ABOUT THIS TASK: From the entries below, please output exactly the lines starting at the one containing "As it happens, test" and ending at the one containing "private String fName;", both included.

▶

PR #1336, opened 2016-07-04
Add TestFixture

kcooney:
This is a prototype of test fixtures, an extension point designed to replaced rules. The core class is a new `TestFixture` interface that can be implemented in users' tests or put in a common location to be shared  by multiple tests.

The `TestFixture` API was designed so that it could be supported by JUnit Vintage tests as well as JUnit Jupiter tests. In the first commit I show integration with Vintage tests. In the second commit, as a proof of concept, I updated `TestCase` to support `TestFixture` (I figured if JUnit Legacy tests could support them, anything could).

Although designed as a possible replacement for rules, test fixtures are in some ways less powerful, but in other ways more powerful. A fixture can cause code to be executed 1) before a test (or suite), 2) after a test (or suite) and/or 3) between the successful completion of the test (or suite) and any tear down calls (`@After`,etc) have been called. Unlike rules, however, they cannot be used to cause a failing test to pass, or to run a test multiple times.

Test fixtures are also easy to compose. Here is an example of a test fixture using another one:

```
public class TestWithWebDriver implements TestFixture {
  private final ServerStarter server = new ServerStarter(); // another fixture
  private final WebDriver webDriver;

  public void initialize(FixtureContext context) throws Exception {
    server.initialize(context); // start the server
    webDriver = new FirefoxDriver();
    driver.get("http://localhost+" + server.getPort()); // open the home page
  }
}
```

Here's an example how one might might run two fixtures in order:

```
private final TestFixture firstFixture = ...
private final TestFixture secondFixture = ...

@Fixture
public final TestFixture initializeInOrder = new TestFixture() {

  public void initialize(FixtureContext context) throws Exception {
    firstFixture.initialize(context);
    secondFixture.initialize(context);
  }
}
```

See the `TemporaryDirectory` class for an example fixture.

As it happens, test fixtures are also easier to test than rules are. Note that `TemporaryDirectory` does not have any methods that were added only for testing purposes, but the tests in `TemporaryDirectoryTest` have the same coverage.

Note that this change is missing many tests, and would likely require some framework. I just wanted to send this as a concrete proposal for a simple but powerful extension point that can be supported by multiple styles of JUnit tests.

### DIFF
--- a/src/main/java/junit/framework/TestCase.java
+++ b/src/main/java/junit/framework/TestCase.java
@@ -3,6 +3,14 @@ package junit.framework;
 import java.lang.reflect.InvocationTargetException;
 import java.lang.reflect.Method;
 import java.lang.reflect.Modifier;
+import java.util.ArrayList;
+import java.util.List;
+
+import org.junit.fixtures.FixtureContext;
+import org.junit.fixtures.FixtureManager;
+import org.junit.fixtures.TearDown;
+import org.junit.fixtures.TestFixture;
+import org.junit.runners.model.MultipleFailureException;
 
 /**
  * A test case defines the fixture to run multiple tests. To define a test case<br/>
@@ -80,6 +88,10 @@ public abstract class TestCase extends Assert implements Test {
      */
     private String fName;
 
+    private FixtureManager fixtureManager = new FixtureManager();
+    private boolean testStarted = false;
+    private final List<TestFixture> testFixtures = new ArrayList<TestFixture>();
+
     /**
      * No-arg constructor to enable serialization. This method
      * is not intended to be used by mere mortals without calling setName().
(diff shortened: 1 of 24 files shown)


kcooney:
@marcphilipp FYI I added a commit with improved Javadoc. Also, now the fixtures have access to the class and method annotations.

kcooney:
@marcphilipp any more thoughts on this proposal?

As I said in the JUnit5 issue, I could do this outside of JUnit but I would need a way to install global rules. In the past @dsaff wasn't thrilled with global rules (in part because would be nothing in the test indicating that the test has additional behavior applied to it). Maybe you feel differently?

◀

WRITTEN REPLY:
As it happens, test fixtures are also easier to test than rules are. Note that `TemporaryDirectory` does not have any methods that were added only for testing purposes, but the tests in `TemporaryDirectoryTest` have the same coverage.

Note that this change is missing many tests, and would likely require some framework. I just wanted to send this as a concrete proposal for a simple but powerful extension point that can be supported by multiple styles of JUnit tests.

### DIFF
--- a/src/main/java/junit/framework/TestCase.java
+++ b/src/main/java/junit/framework/TestCase.java
@@ -3,6 +3,14 @@ package junit.framework;
 import java.lang.reflect.InvocationTargetException;
 import java.lang.reflect.Method;
 import java.lang.reflect.Modifier;
+import java.util.ArrayList;
+import java.util.List;
+
+import org.junit.fixtures.FixtureContext;
+import org.junit.fixtures.FixtureManager;
+import org.junit.fixtures.TearDown;
+import org.junit.fixtures.TestFixture;
+import org.junit.runners.model.MultipleFailureException;
 
 /**
  * A test case defines the fixture to run multiple tests. To define a test case<br/>
@@ -80,6 +88,10 @@ public abstract class TestCase extends Assert implements Test {
      */
     private String fName;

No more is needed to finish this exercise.